In my judgment, this is "too easy" an answer. We need to deal with the Book of Job as we have it, and not try to take refuge in uncertain editing practices that have left no trace in the manuscript tradition. So, what we have, I believe, is an ambiguity at the end of the book. Do you agree? If you agree, does it taint or, possibly, increase your appreciation of the Book of Job? If you disagree, how do you explain or reconcile the two different emphases?

42:10-17

10 "And the LORD restored the fortunes of Job when he had prayed for his friends; and the LORD gave Job twice as much as he had before. 11 Then there came to him all his brothers and sisters and all who had known him before, and they ate bread with him in his house; they showed him sympathy and comforted him for all the evil that the LORD had brought upon him; and each of them gave him a piece of money and a gold ring. 12 The LORD blessed the latter days of Job more than his beginning; and he had fourteen thousand sheep, six thousand camels, a thousand yoke of oxen, and a thousand donkeys. 13 He also had seven sons and three daughters. 14 He named the first Jemimah, the second Keziah, and the third Keren-happuch. 15 In all the land there were no women so beautiful as Job's daughters; and their father gave them an inheritance along with their brothers. 16 After this Job lived one hundred and forty years, and saw his children, and his children's children, four generations. 17 And Job died, old and full of days."

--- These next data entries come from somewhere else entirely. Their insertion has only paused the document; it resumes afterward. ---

PR #299, opened 2026-08-03
fix(websh): disarm the interrupt handler when the read-only terminal ends

jisung-02:
## Background

`OpenReadOnlyTerminal` (`api/websh/websh.go:200`) backs `alpacon websh watch`. It arms `os.Interrupt` and `SIGTERM` with `signal.Notify` and never stops them.

This is the only production `signal.Notify` in the repo without a matching `signal.Stop`. The three other sites — `cmd/tunnel/tunnel.go:141`, `cmd/tunnel/run.go:93`, and `cmd/event/watch.go:78` — already pair them. (`cmd/tunnel/run_test.go:271` also calls `Notify` without `Stop`, but it is a test subprocess whose every exit path is `os.Exit`, which skips defers anyway.)

## Changes

`defer signal.Stop(sigChan)` after the `Notify`, plus moving the signal setup above `checkTerminal` so the defer ordering is right.

**This is hygiene, not a user-visible bug fix.** The goroutine watching the channel does `<-sigChan` once and returns, so with the handler still armed, a second `SIGTERM` arriving between the return and the end of the deferred teardown would land in the buffered channel and be dropped rather than terminating the process. That window is microseconds wide, and reaching it takes two external `kill`s — the tty's Ctrl+C is not one of these signals, because `checkTerminal` puts the terminal in raw mode and Ctrl+C arrives as the byte `0x03` for the separate stdin goroutine to handle.

So the justification is cost, not impact: one line, and the site stops being the odd one out.

### Defer ordering

The `Stop` is registered **before** the `term.Restore` defer, so LIFO runs it **after**. Registering it last instead — the obvious placement — would disarm the handler at the top of the unwind, restoring the default terminate disposition while the terminal is still in raw mode. A signal landing in that window would kill the process before `term.Restore` runs and leave the user's shell needing `stty sane`, which is a window the pre-change code did not have: the armed handler absorbed the signal and teardown finished.

`cmd/event/watch.go:78` orders it the other way and says why in a comment — its teardown is `watcher.Stop()`, a network/goroutine unwind that can genuinely hang, so staying killable beats finishing cleanly. Here the teardown is a `tcsetattr` and a socket close; neither hangs, and `term.Restore` is the one that must not be skipped. Same reasoning, opposite conclusion, so the code carries a comment either way.

The signal setup stays **below** the websocket dial: arming earlier would make a hung handshake uninterruptible for the dialer's 45s timeout.

## Testing

`go build ./...`, `go vet ./...`, `gofmt` clean. `go test -race ./api/websh/... ./cmd/websh/...` passes.

No new test. The behavior needs a PTY, a fake websocket server, and a subprocess to receive real signals, and the window involved is the microseconds of teardown — not something a deterministic test can pin down. For a one-line hygiene change that bar is not worth clearing; verified by reading the exit paths instead.

## Checklist

- [x] Existing tests pass
- [ ] No test covers the behavior — see above

### DIFF
--- a/api/websh/websh.go
+++ b/api/websh/websh.go
@@ -210,14 +210,12 @@ func OpenReadOnlyTerminal(ac *client.AlpaconClient, sessionResponse SessionRespo
 	}
 	defer func() { _ = wsClient.conn.Close() }()
 
-	oldState, err := checkTerminal()
-	if err != nil {
-		utils.CliErrorWithExit("failed to set up terminal: %v", err)
-	}
-	defer func() { _ = term.Restore(int(os.Stdin.Fd()), oldState) }()
-
 	sigChan := make(chan os.Signal, 1)
 	signal.Notify(sigChan, os.Interrupt, syscall.SIGTERM)
+	// Registered before the term.Restore defer so LIFO runs it after: a signal
+	// arriving mid-teardown lands in the buffered channel instead of killing the
+	// process with the terminal still in raw mode.
+	defer signal.Stop(sigChan)
 	go func() {
 		<-sigChan
 		select {
@@ -225,6 +223,12 @@ func OpenReadOnlyTerminal(ac *client.AlpaconClient, sessionResponse SessionRespo
 		default:
 		}
 	}()
+
+	oldState, err := checkTerminal()
+	if err != nil {
+		utils.CliErrorWithExit("failed to set up terminal: %v", err)
+	}
+	defer func() { _ = term.Restore(int(os.Stdin.Fd()), oldState) }()
 
 	// In raw mode Ctrl+C is 0x03 — detect it to exit
 	go func() {


api/websh/websh.go
```diff
@@ -218,6 +218,7 @@ func OpenReadOnlyTerminal(ac *client.AlpaconClient, sessionResponse SessionRespo
 
 	sigChan := make(chan os.Signal, 1)
 	signal.Notify(sigChan, os.Interrupt, syscall.SIGTERM)
+	defer signal.Stop(sigChan)
 	go func() {
 		<-sigChan
```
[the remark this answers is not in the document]
jisung-02: Not taking this one, for three reasons.

**The goroutine's lifetime is bounded by the process.** `OpenReadOnlyTerminal` has exactly one caller (`cmd/websh/websh_watch.go:47`), and the process exits as soon as it returns. There is no long-lived process in which this goroutine can "remain stuck indefinitely" — it outlives the function by the microseconds of teardown and then the process is gone.

**Closing `sigChan` would not make the teardown symmetric.** The stdin goroutine right below (`api/websh/websh.go:231`) blocks on `os.Stdin.Read` and has the exact same lifetime; no channel close reaches it. Closing only `sigChan` fixes the one leak that is visible and leaves the identical one next to it, which is worse than leaving both to process exit.

**It costs more than the fix.** A closed channel receive returns immediately, so the goroutine would wake and do `wsClient.Done <- nil` after the function has already returned. Harmless, but suppressing it means the closed-channel handling you mention — several lines added to a one-line change.

Worth being clear about what this PR is: hygiene, not a user-visible bug fix. The window it closes is microseconds wide and unreachable from the tty (raw mode delivers Ctrl+C as `0x03`, not a signal). It is in because it costs one line and makes this the fourth of four production `signal.Notify` sites that pair with `Stop` — not because anyone is hitting it. The goroutine lifetime you flag predates this change and is orthogonal to it.


---

_Edited: the original said "sixth of six" and cited `cmd/event/wait.go`, which is not on `main` — that file lives on an unmerged branch. Corrected count per @geunwoonoh's review._

api/websh/websh.go
```diff
@@ -218,6 +218,7 @@ func OpenReadOnlyTerminal(ac *client.AlpaconClient, sessionResponse SessionRespo
 
 	sigChan := make(chan os.Signal, 1)
 	signal.Notify(sigChan, os.Interrupt, syscall.SIGTERM)
+	defer signal.Stop(sigChan)
```
geunwoonoh, line 218: **Warning:** the defer-ordering hazard is identified in the PR body but not mitigated in the code — and the ordering is arguably inverted for *this* function.

LIFO order on return is `signal.Stop` → `term.Restore` → `conn.Close`. So from the instant the function starts unwinding, signals are back to default disposition (kill) **while the tty is still in raw mode**. A `SIGTERM` in that window now kills the process before `term.Restore` runs, leaving the user's shell needing `stty sane`. Before this PR, that signal was absorbed by the buffered channel and teardown completed.

Compare `cmd/event/watch.go:78-80`, which the PR cites as precedent:

```go
signal.Notify(sigChan, os.Interrupt, syscall.SIGTERM)
// Runs before watcher.Stop, so a second Ctrl+C still kills a hung teardown.
defer signal.Stop(sigChan)
```

That comment earns the ordering: `watcher.Stop()` is a network/goroutine teardown that genuinely can hang, so staying killable is worth more than finishing cleanly. In `OpenReadOnlyTerminal` the teardown is `term.Restore` (a `tcsetattr` syscall) plus `conn.Close` (a socket close) — neither realistically hangs, and `term.Restore` is precisely the one you don't want skipped. The trade-off leans the other way here.

Both windows are microseconds and unreachable from the tty (raw mode delivers Ctrl+C as `0x03`), so this is not a merge blocker. But the PR body says *"Nothing in the code says so — a later edit that hoists this defer would silently undo it"* — and then doesn't add the comment. For a PR whose whole thesis is *match what the other sites do*, the comment is the other half of the pattern and costs one line:

```suggestion
	// Registered after the conn.Close and term.Restore defers, so LIFO disarms first.
	defer signal.Stop(sigChan)
```

geunwoonoh (commented):
## Review: hygiene change is correct — two documentation gaps

**Stack**: golang · **Changes**: +1 -0 in 1 file

Verified locally: `go build ./...`, `go vet`, `gofmt -l`, and `go test -race ./api/websh/... ./cmd/websh/...` all clean.

### Summary

Adds `defer signal.Stop(sigChan)` after the `signal.Notify` in `OpenReadOnlyTerminal` (`api/websh/websh.go:221`), the backing function for `alpacon websh watch`.

**The code change is correct and safe.** I traced all three exit paths (stdin `0x03`, external signal, `readFromServer` error) and none regress.

### Critical issues (0)

None.

### Warnings (2)

**1. `api/websh/websh.go:221` — the defer-ordering hazard is identified in the PR body but not mitigated in the code, and the ordering is arguably inverted for *this* function.** See inline comment.

**2. The PR description cites a file that does not exist on `main`.**

The body claims *"The five other sites — `cmd/tunnel/tunnel.go:142`, `cmd/tunnel/run.go:94`, `cmd/event/watch.go:80`, and both in `cmd/event/wait.go`"*, and the inline reply says this makes it *"the sixth of six"*. Verified against `main`:

```
main:api/websh/websh.go:220
main:cmd/event/watch.go:78
main:cmd/tunnel/run.go:93
main:cmd/tunnel/tunnel.go:141
main:cmd/tunnel/run_test.go:271   (test)
```

`cmd/event/wait.go` exists only on an unmerged branch (`61777a2`, `033f9cb`, …), not in this PR's base. Real count: **3 other production sites**, making this the **fourth of four**, not the sixth of six. The `cmd/event/wait.go:96` reference in the "Not using the goroutine-side shape" paragraph is likewise dangling.

The PR body is the durable artifact here — worth correcting before merge.

### Suggestions (1)

**1. `api/websh/websh.go:224-227, 236-239, 304-307` — the non-blocking send to `Done` appears three times.** See inline comment.

### On the Copilot thread

The rebuttal at `websh.go:223` is correct and I'd close the thread. `OpenReadOnlyTerminal` has exactly one caller (`cmd/websh/websh_watch.go:47`) and the process exits immediately after it returns, so "stuck indefinitely" has no reachable instance. The point that the adjacent stdin goroutine blocked on `os.Stdin.Read` (`websh.go:234`) has identical lifetime and cannot be unblocked by any channel close is the decisive one — closing `sigChan` would fix the visible half of a symmetric pair and leave the other half, which reads as a fix but isn't one.

---

### Out-of-scope observations

Also asked to check conventions, duplication, dead code, and performance. **None of the below is introduced by this PR** — all pre-existing in `api/websh/websh.go`. Listed separately so it doesn't muddy the merge decision, and not anchored inline because these lines are outside the diff.

**Unused code: none found.** Every exported function in the package has a production caller; `BuildSessionRequest` is called at `websh.go:164` and covered by tests.

| # | Location | Finding |
|---|---|---|
| O1 | `websh.go:275` | **Copy-paste bug.** A `checkTerminal()` failure in `runWsClient` reports `"websocket connection failed %v"`. `OpenReadOnlyTerminal:215` gets this right (`"failed to set up terminal: %v"`) — its twin never got the fix. |
| O2 | `websh.go:264-269` | `err = wsClient.runWsClient(); if err != nil { return err }; return nil` → `return wsClient.runWsClient()`. |
| O3 | `websh.go:201-217` vs `252-262`+`273-277` | ~15 duplicated lines: struct init, dial, `defer conn.Close`, `checkTerminal`, `defer term.Restore`. A shared `dialAndPrepare` helper would collapse both — and would have prevented O1. |
| O4 | `websh.go:336` | **Perf.** `case <-time.After(5*time.Millisecond)` inside a `for` loop allocates a fresh `Timer` per iteration — ~200 heap timers/sec for the life of an idle session, each pinned in the runtime heap until it fires. Standard fix: hoist a `time.NewTicker` with `defer ticker.Stop()`. |
| O5 | `websh.go:310` | **Perf.** `fmt.Print(string(message))` copies every frame's bytes into a string, then routes through `fmt`'s reflection path. `os.Stdout.Write(message)` is one syscall, zero copies — this is the hot path for terminal output. |
| O6 | `websh.go:320, 323, 340` | **Correctness risk.** These do *blocking* sends to `Done` while `:225, :237, :305` use the non-blocking `select`/`default` form. `Done` is buffered size 1 — if two goroutines race to report, the blocking sender parks forever. Inconsistent within one file. |
| O7 | `cmd/websh/websh.go:307` | `_ = websh.OpenNewTerminal(...)` discards the error; `cmd/websh/websh_join.go:31` handles it. Divergent handling of the same call. |

O1 and O6 look worth a follow-up issue; O4/O5 are cheap wins if that file is touched again.

### Highlights

- Genuinely minimal — one line, no collateral changes.
- The PR body pre-empts the obvious objections (why not the `os.Exit` goroutine shape; why no test) rather than leaving reviewers to ask.
- The Copilot rebuttal reasons from the actual call graph instead of accepting a plausible-sounding suggestion.
- Correctly declines to add a test that would need a PTY, a fake websocket server, and a subprocess to observe a microsecond window.

---

**Verdict**: COMMENTED

- [x] Code follows stack conventions (gofmt, vet clean; matches existing `Notify`/`Stop` pairing)
- [x] Existing tests pass (`go test -race ./api/websh/... ./cmd/websh/...` → ok)
- [ ] No test for the new behavior — justified in the PR body, agreed
- [x] No security implications
- [ ] PR description references a file absent from `main` (Warning 2)
- [ ] Defer-ordering rationale not captured in a comment (Warning 1)

Nothing here blocks merge. The code side is a single comment line; the rest is a PR-body edit.

api/websh/websh.go
```diff
@@ -218,6 +218,7 @@ func OpenReadOnlyTerminal(ac *client.AlpaconClient, sessionResponse SessionRespo
...
 	go func() {
 		<-sigChan
 		select {
```
geunwoonoh, line 221: **Suggestion:** the non-blocking send to `Done` appears three times in this file — here, at `:236-239` (stdin goroutine), and at `:304-307` (`readFromServer`).

A small method would remove the repetition and make the mixed usage in this file harder to get wrong — `readUserInput:320,323` and `writeToServer:340` do *blocking* sends to the same size-1 buffered channel, so if two goroutines race to report, the blocking sender parks forever:

```go
func (wsClient *WebsocketClient) done(err error) {
	select {
	case wsClient.Done <- err:
	default:
	}
}
```

Pre-existing, not introduced by this PR — noting it while the file is open.

api/websh/websh.go
jisung-02: Taken, and you talked me out of the suggestion itself.

The comment you proposed would have documented the ordering you just argued against. If the trade-off leans the other way for this function — and it does, for the reason you give: `tcsetattr` and a socket close don't hang, and `term.Restore` is the one step that must not be skipped — then the fix is the ordering, not a comment explaining the wrong ordering.

So `0e1806e` moves the signal setup above `checkTerminal` instead. `defer signal.Stop` is now registered *before* the `term.Restore` defer, so LIFO runs it *after*, and the unwind is `term.Restore` → `signal.Stop` → `conn.Close`. Signals stay armed through the raw-mode restore; a `SIGTERM` in that window lands in the buffered channel and teardown finishes. The `stty sane` window you describe never opens.

```go
	sigChan := make(chan os.Signal, 1)
	signal.Notify(sigChan, os.Interrupt, syscall.SIGTERM)
	// Registered before the term.Restore defer so LIFO runs it after: a signal
	// arriving mid-teardown lands in the buffered channel instead of killing the
	// process with the terminal still in raw mode.
	defer signal.Stop(sigChan)
```

One thing the move buys that wasn't in the original reasoning: before this change, `checkTerminal` ran first, so there was a window between `term.MakeRaw` and `signal.Notify` where a real `SIGINT` hit the default disposition and killed the process with the tty already raw. That window is now closed too — it's the same hazard you identified, one step earlier in the function.

The setup deliberately stays *below* the websocket dial. Arming earlier would make a hung handshake uninterruptible for the dialer's 45s `HandshakeTimeout`.

Separately: you were right about the site count. `cmd/event/wait.go` is not on `main` — it lives on an unmerged branch, and I cited it. It's three other production sites, not five, so this is the fourth of four. Corrected in the PR body and in the reply above.

api/websh/websh.go
jisung-02: Agreed, and the blocking half is the part worth fixing — the helper is what makes it cheap.

Filed as #301 with your `done(err)` shape as the proposed fix, plus the path that actually reaches it: the remote side closes → `readFromServer` sends and returns → `runWsClient` drains the slot and returns → `OpenNewTerminal`'s deferred `conn.Close` makes `writeToServer`'s next `WriteMessage` fail, so it sends and takes the slot → `readUserInput` parks forever on its send when stdin finally yields. It can also wedge one step earlier on `inputChan <- string(char)`, which is size-1 as well.

Today it's bounded — both entry points exit the process right after returning, so the parked goroutines die with it. The reason to fix it is that the shutdown contract only holds because the caller happens to exit, and four sends to one channel currently follow two different rules.

Keeping it out of this PR: it's pre-existing, and it's a behavior change to three call sites this diff doesn't touch. The `inputChan` send needs a different answer anyway — dropping a keystroke silently is worse than not sending it, so that one wants a shutdown signal rather than a `default:` branch.

Also filed #300 while the file was open: `runWsClient` reports a `checkTerminal` failure as `websocket connection failed`, so "stdin is not a tty" prints as a network error.

geunwoonoh (approved):
## Re-review at `0e1806e` — both findings resolved, Warning 1 resolved better than proposed

**Changes since `b2953e6`**: +10 −6 in 1 file

---

### Warning 1 (defer ordering) — fixed by reordering, not by commenting

I had suggested adding a comment documenting the LIFO placement. You correctly pointed out that this would have documented the ordering I'd just argued against, and moved the signal setup above `checkTerminal` instead. Verified in `api/websh/websh.go:213-231`:

| | Registration order | LIFO unwind |
|---|---|---|
| `b2953e6` | `conn.Close` → `term.Restore` → `signal.Stop` | `signal.Stop` → `term.Restore` → `conn.Close` |
| `0e1806e` | `conn.Close` → `signal.Stop` → `term.Restore` | **`term.Restore` → `signal.Stop` → `conn.Close`** |

Signals now stay armed across `term.Restore`, so a `SIGTERM` mid-teardown lands in the buffered channel and the restore completes. The `stty sane` window is closed rather than documented. This is the right call and it's the stronger fix.

I checked the residual window between `signal.Stop` and `conn.Close`: the tty is already restored by then, and a skipped `conn.Close` is harmless since process exit drops the fd. Nothing left there.

Also confirmed the secondary window you identified in the reply — pre-change, `term.MakeRaw` ran before `signal.Notify`, so an external `kill -INT` in that gap died with the tty raw. The move closes it. Accurately described (a tty Ctrl+C isn't in scope, since raw mode delivers `0x03`).

### Warning 2 (PR body accuracy) — fixed

Now reads "three other sites" with `cmd/tunnel/tunnel.go:141`, `cmd/tunnel/run.go:93`, `cmd/event/watch.go:78` — all three line numbers match `main`. The dangling `cmd/event/wait.go:96` paragraph is gone. The added `run_test.go:271` carve-out checks out: every exit path in that helper is `os.Exit` (`exit 7`/`exit 8`), so defers wouldn't run regardless.

### Suggestion 1 (`Done` helper) — correctly deferred to #301

With #300 filed for the `runWsClient` error-message bug. Keeping a three-call-site behavior change out of a diff that touches none of them is the right scoping, and the point that `inputChan` needs a shutdown signal rather than a `default:` branch is correct — a silent keystroke drop would be worse than the current park.

---

### Claims spot-checked

| Claim | Result |
|---|---|
| `DefaultDialer` 45s `HandshakeTimeout` — why signal setup stays below the dial | Confirmed: `gorilla/websocket@v1.5.3/client.go:143` |
| `run_test.go` exits only via `os.Exit` | Confirmed |
| `CliErrorWithExit` skips defers | Confirmed: `utils/log.go:28` → `os.Exit(1)` |
| Follow-ups actually filed | #300 and #301 both open |

### Verification (at `0e1806e`, clean worktree)

```
go build ./...                                  clean
go vet ./...                                    clean
gofmt -l .                                      clean
go test -race ./api/websh/... ./cmd/websh/...   ok (1.447s / 1.847s)
```

`golangci-lint` isn't installed locally, so that gate is CI-only — `go vet` and `gofmt` are clean.

### Remaining nit (non-blocking)

The PR body still says *"the justification is cost, not impact: **one line**"* — the diff is now +10 −6 (a code move plus a 3-line comment and the defer). Purely cosmetic staleness in the description; the reasoning around it is correct.

### Highlights

- Pushed back on my own suggestion with a correct argument and shipped the better fix — the ordering, not a comment rationalizing the wrong ordering.
- The new comment (`:215-217`) states the *mechanism* (registration order → LIFO consequence), which survives refactoring better than a comment restating intent.
- Contrasts with `cmd/event/watch.go` in the PR body instead of blindly copying it — same reasoning, opposite conclusion, both documented.
- Owned the site-count error explicitly rather than quietly editing it.
- Two adjacent pre-existing defects found and filed instead of scope-creeping the diff.

---

**Verdict**: APPROVED

- [x] Both review findings resolved
- [x] Code follows stack conventions (`gofmt`, `go vet` clean; `Notify`/`Stop` now paired at all 4 production sites)
- [x] Existing tests pass under `-race`
- [x] No security implications
- [x] Follow-ups filed for out-of-scope findings (#300, #301)
- [ ] No test for the new behavior — justified (needs PTY + fake ws server + subprocess signals for a microsecond window); agreed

A. What is the relationship of Job's prayer and his restoration? Does restoration only stand in temporal relationship to the prayer (i.e., afterwards) or is it causally related, too?

B. Could you argue that Job's inner restoration already took place in 42:5-6 and that this is only an external or physical sign that such an internal transformation had already occurred?

C. One of the strangest things about this passage is the visitors that come and see Job once he is restored. For the first time in the book we have references to his sisters and brothers, who come and visit him. Where were they when the roof collapsed, so to speak? Does this suggest anything about the relationship between Job and his family and friends? Why do they wait so long to comfort him?

D. What is the meaning, if there is any, of the gifts they bring him?

E. Everything seems to be doubled for Job, except the servants, of whom no mention is made, and the children. Any reason for the exception of the servants?

F. Job's daughters, but not the sons, are named. What might the significance of this be?

G. According to Israelite law (Num.27), the daughters would only get an inheritance if there were no sons, but Job does things differently. Some scholars have argued that this suggests that the Book of Job is a very early book, even before the law of Moses. I disagree with that, since the Book of Job reflects fairly sophisticated understanding of several of the Psalms. If Job does things contrary to Israelite practice by giving the daughters an inheritance, what might that mean?

H. Job ends his life as a satisfied man. Do you understand this to include a sense of spiritual as well as material satisfaction?

I. What do you think would happen if there was a verse 42:18 to the Book of Job, which described a second visit that the Satan made to God, and the Satan had said, "Well, Job appeared to weather this first set of trials just fine, but I have yet another plan to test his faith. Let me test him again, to see how genuine his faith is." Would God have heeded the Satan's advice a second time?

Conclusion

Though this ends an extensive set of studies on the Book of Job, your adventure with it is really just beginning. I have discovered almost infinite complexity in the book, with new insights leaping out at me as I delve more deeply into the Hebrew and as I try to hear the tone of the speakers throughout the whole. I have found Job to be a lifetime book--one that I can come back to at every point in my life and discover incredible gifts of insight and language that I want to adopt in my own thought and language. It takes loss seriously. It holds out hope for some kind of restoration. It shows that clinging to legal categories, even when we know we are right, does not profit us at all. Yet it patiently lets Job speak all his words until they are ended. The last word, then, is that the Book of Job has that characteristic which it predicated of its namesake: integrity.